START EXERCISE MATERIALS

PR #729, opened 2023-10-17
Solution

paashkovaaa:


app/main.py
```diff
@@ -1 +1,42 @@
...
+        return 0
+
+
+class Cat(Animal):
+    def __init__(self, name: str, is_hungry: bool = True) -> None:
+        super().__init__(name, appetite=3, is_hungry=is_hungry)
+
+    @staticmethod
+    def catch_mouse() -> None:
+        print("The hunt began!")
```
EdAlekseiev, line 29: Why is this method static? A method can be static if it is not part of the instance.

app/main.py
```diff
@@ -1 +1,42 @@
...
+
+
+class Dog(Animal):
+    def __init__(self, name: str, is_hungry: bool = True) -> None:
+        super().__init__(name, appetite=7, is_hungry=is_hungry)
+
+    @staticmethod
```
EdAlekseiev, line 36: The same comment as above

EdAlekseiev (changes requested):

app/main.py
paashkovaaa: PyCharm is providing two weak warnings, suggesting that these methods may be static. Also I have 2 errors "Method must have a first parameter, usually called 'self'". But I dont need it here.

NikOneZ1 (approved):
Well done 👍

END EXERCISE MATERIALS

§ **WHAT TO PRODUCE**:
Repeat each entry above exactly as it appears.

§ **REPLY TO THE EXERCISE**:
PR #729, opened 2023-10-17
Solution

paashkovaaa:


app/main.py
```diff
@@ -1 +1,42 @@
...
+        return 0
+
+
+class Cat(Animal):
+    def __init__(self, name: str, is_hungry: bool = True) -> None:
+        super().__init__(name, appetite=3, is_hungry=is_hungry)
+
+    @staticmethod
+    def catch_mouse() -> None:
+        print("The hunt began!")
```
EdAlekseiev, line 29: Why is this method static? A method can be static if it is not part of the instance.

app/main.py
```diff
@@ -1 +1,42 @@
...
+
+
+class Dog(Animal):
+    def __init__(self, name: str, is_hungry: bool = True) -> None:
+        super().__init__(name, appetite=7, is_hungry=is_hungry)
+
+    @staticmethod
```
EdAlekseiev, line 36: The same comment as above

EdAlekseiev (changes requested):

app/main.py
paashkovaaa: PyCharm is providing two weak warnings, suggesting that these methods may be static. Also I have 2 errors "Method must have a first parameter, usually called 'self'". But I dont need it here.

NikOneZ1 (approved):
Well done 👍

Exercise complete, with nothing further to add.